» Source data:

.....

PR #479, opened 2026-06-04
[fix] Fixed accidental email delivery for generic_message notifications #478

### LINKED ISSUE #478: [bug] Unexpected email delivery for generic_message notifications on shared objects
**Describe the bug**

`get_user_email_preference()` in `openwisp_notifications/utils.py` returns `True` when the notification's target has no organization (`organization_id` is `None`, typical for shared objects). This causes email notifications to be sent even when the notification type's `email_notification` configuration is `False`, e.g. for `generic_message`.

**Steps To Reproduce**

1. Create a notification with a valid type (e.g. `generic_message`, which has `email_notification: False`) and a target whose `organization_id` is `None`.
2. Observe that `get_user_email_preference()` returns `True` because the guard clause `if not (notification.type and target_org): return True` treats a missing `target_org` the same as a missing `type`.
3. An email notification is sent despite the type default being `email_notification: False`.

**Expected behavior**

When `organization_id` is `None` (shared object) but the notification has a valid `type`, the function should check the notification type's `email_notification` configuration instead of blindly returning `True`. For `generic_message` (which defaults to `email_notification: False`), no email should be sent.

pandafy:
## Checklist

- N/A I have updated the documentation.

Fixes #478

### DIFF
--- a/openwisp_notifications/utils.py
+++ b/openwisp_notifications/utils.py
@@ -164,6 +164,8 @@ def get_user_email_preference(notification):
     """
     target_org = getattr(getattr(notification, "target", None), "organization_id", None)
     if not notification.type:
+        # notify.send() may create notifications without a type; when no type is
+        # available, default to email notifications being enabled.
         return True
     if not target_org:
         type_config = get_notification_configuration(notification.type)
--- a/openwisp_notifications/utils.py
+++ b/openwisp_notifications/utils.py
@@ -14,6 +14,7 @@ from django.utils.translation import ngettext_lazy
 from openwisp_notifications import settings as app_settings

.....

» WHAT THE TASK REQUIRES:
Nothing but the lines from the one containing "type_config = get_notification_configuration(notification.type)" to the end of the entries belongs in the answer, and each must match exactly.

» RESULT OF THIS EXERCISE:
         type_config = get_notification_configuration(notification.type)
--- a/openwisp_notifications/utils.py
+++ b/openwisp_notifications/utils.py
@@ -14,6 +14,7 @@ from django.utils.translation import ngettext_lazy
 from openwisp_notifications import settings as app_settings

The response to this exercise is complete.